Líderes do mundo inteiro se manifestaram ontem sobre a decisão do governo Trump de transferir a Embaixada dos Estados Unido de Tel-Aviv para Jerusalém. Mesmo antes do anúncio oficial do presidente, a maioria, exceto Israel, afirmou que uma mudança de status de Jerusalém deveria ser fruto de negociação e acordo. O papa Francisco disse estar profundamente preocupado e pediu respeito às resoluções das Nações Unidas sobre o que Jerusalém representa.

"Jerusalém é uma cidade única, santa para judeus, cristãos e muçulmanos. Um dos lugares sagrados para todas as religiões e uma cidade que tem vocação especial para a paz", declarou Francisco.

A imprensa americana divulgou que anteontem Trump teria conversado por telefone, tanto com o líder da Autoridade Nacional Palestina, Mahmoud Abbás, quanto com o rei da Jordânia, Abdullah Segundo.

De acordo com a Casa Branca, Trump vai frisar que as fronteiras israelenses estarão sujeitas a uma negociação final com palestinos. Mesma assim, antes do anúncio formal, já houve reações duras na região. A notícia causou revolta nas ruas da Cisjordânia, onde facções convocaram três dias de fúria. Na Faixa de Gaza, palestinos incendiaram bandeiras americanas e israelenses.

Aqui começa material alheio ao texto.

Issue #502, opened 2015-10-16
Internal Server Errors in non-production modes


iamvery:
It's pretty common for us to use errors to drive a feature. Unfortunately the catchall "Internal Server Error" gobbles up a lot of context of what went wrong, and that makes it hard to figure out what to do next in TDD. I'd like to come up with a way to expose that context in non-prod environments so that we can debug problems.

To be sure, the backtrace is printed to the console if the error occurs while the server is running locally, but if you're driving a feature with something like Capybara it's not easily visible (or least idk where to find this backtrace?). When I think about how this works with a run-of-the-mill acceptance test of some server-rendered Rails page, we often lean on the fact that Rails renders a "special" error page in non-prod environments which includes information about the error that occurred.. This got me to the conclusion that perhaps we should extend the internal server error (and maybe others?) to include the exception in the response in non-prod environments.

What do you think?

iamvery:
That issue number... 5xx :heart_eyes: :smirk:

lgebhardt:
Seems like a good addition to me. :+1:

iamvery:
Nice! I'll make myself and note and try to come up with an implementation :soon:

lgebhardt:
Thanks

iamvery:
See #524

PR #524, opened 2015-11-05
Include exception message and backtrace in response

iamvery:
Following #502, this is a simple potential solution to communicating exception information in non-prod.

It bothers me a bit to submit a change that doesn't have a test, but wasn't clear where such a test would exist as the response of internal server errors doesn't appear to be tested. To that end, this is something of a development support feature and presumably as long as it doesn't break production functionality it should be safe to ship.
### TIL

One thing I did realize while I was working on this is that the backtrace produced by the error _is_ logged to `log/test.log`. So one could conceivably monitor this file if they encountered an unexpected error in test. I must have failed to realize this before simple because it's not my typical workflow. Maybe that's not true for others?

---

So, what do you think? Is this useful?

### DIFF
--- a/lib/jsonapi/error.rb
+++ b/lib/jsonapi/error.rb
@@ -1,6 +1,6 @@
 module JSONAPI
   class Error
-    attr_accessor :title, :detail, :id, :href, :code, :source, :links, :status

O representante do Estado Palestino no Reino Unido, Manuel Hassassian, disse hoje, em uma entrevista em Londres à rede BBC, que se os Estados Unidos realmente reconhecerem Jerusalém como capital de Israel, os palestinos vão receber o anúncio como uma declaração de guerra contra os muçulmanos.

Com a decisão, os Estados Unidos se tornarão o único país do mundo que reconhece Jerusalém como capital de Israel, onde nenhuma nação tem sua embaixada..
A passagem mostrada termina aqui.